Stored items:
- - -
PR #345, opened 2021-08-19
Add option that takes name or href

daviddavis:
This [PR](https://github.com/pulp/pulp-cli/pull/343) got me thinking: what if we had a lookup option that took name or href?

### DIFF
--- a/pulpcore/cli/common/generic.py
+++ b/pulpcore/cli/common/generic.py
@@ -146,6 +146,19 @@ def _name_callback(
     return value
 
 
+def _ref_callback(
+    ctx: click.Context, param: click.Parameter, value: Optional[str]
+) -> Optional[str]:
+    if value is not None:
+        entity_ctx = ctx.find_object(PulpEntityContext)
+        assert entity_ctx is not None
+        if value.startswith("/"):
+            entity_ctx.pulp_href = value
+        else:
+            entity_ctx.entity = {"name": value}
+    return value
+
+
 def _repository_href_callback(
     ctx: click.Context, param: click.Parameter, value: Optional[str]
 ) -> Optional[str]:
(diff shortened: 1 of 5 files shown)


pulpcore/cli/common/generic.py
```diff
@@ -145,6 +145,19 @@ def _name_callback(
...
 
 
+def _id_callback(
+    ctx: click.Context, param: click.Parameter, value: Optional[str]
+) -> Optional[str]:
+    if value is not None:
+        entity_ctx = ctx.find_object(PulpEntityContext)
+        assert entity_ctx is not None
+        if value.startswith("/"):
+            entity_ctx.pulp_href = value
```
daviddavis, line 155: Originally I started by implementing an `id_option` that could take an `href_pattern` but that maybe seemed like overkill. I'm tempted to do it but I thought I'd start with something simple first.

pulpcore/cli/common/generic.py
```diff
@@ -145,6 +145,19 @@ def _name_callback(
...
+        else:
+            entity_ctx.entity = {"name": value}
```
daviddavis, line 157: If I got the `id_option` route, I could make lookup_key a possible option.

pulpcore/cli/common/generic.py
```diff
@@ -344,6 +357,13 @@ def _multi_option_callback(
     expose_value=False,
 )
 
+id_option = pulp_option(
+    "--id",
```
mdellweg, line 361: This is basically "name-or-href" now. At that point we could almost make it a positional argument. (Do you sense that i am not fond of the term "id" here? Don't think it is very instructive to users.)
But, what it you need two data to identify one entity? i.e. digest, rel-path...

mdellweg: That is: `pulp file repository sync <name_or_href>`.

daviddavis: Yea, I'm not fond of the option name either but it seems necessarily ambiguous/generic to capture both name and href. It's also short.

I'm a bit mixed about introducing the concept of positional arguments. More UI patterns introduce more mental tax.

I'll think about this feature some more.

mdellweg:
When we have this "ref" option, should we deprecate "--name" and "--href"?

daviddavis:
Filed issue: https://github.com/pulp/pulp-cli/issues/383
- - -
What needs to be done
Every line above should be reproduced precisely.

Task response
PR #345, opened 2021-08-19
Add option that takes name or href

daviddavis:
This [PR](https://github.com/pulp/pulp-cli/pull/343) got me thinking: what if we had a lookup option that took name or href?

### DIFF
--- a/pulpcore/cli/common/generic.py
+++ b/pulpcore/cli/common/generic.py
@@ -146,6 +146,19 @@ def _name_callback(
     return value
 
 
+def _ref_callback(
+    ctx: click.Context, param: click.Parameter, value: Optional[str]
+) -> Optional[str]:
+    if value is not None:
+        entity_ctx = ctx.find_object(PulpEntityContext)
+        assert entity_ctx is not None
+        if value.startswith("/"):
+            entity_ctx.pulp_href = value
+        else:
+            entity_ctx.entity = {"name": value}
+    return value
+
+
 def _repository_href_callback(
     ctx: click.Context, param: click.Parameter, value: Optional[str]
 ) -> Optional[str]:
(diff shortened: 1 of 5 files shown)


pulpcore/cli/common/generic.py
```diff
@@ -145,6 +145,19 @@ def _name_callback(
...
 
 
+def _id_callback(
+    ctx: click.Context, param: click.Parameter, value: Optional[str]
+) -> Optional[str]:
+    if value is not None:
+        entity_ctx = ctx.find_object(PulpEntityContext)
+        assert entity_ctx is not None
+        if value.startswith("/"):
+            entity_ctx.pulp_href = value
```
daviddavis, line 155: Originally I started by implementing an `id_option` that could take an `href_pattern` but that maybe seemed like overkill. I'm tempted to do it but I thought I'd start with something simple first.

pulpcore/cli/common/generic.py
```diff
@@ -145,6 +145,19 @@ def _name_callback(
...
+        else:
+            entity_ctx.entity = {"name": value}
```
daviddavis, line 157: If I got the `id_option` route, I could make lookup_key a possible option.

pulpcore/cli/common/generic.py
```diff
@@ -344,6 +357,13 @@ def _multi_option_callback(
     expose_value=False,
 )
 
+id_option = pulp_option(
+    "--id",
```
mdellweg, line 361: This is basically "name-or-href" now. At that point we could almost make it a positional argument. (Do you sense that i am not fond of the term "id" here? Don't think it is very instructive to users.)
But, what it you need two data to identify one entity? i.e. digest, rel-path...

mdellweg: That is: `pulp file repository sync <name_or_href>`.

daviddavis: Yea, I'm not fond of the option name either but it seems necessarily ambiguous/generic to capture both name and href. It's also short.

I'm a bit mixed about introducing the concept of positional arguments. More UI patterns introduce more mental tax.

I'll think about this feature some more.

mdellweg:
When we have this "ref" option, should we deprecate "--name" and "--href"?

daviddavis:
Filed issue: https://github.com/pulp/pulp-cli/issues/383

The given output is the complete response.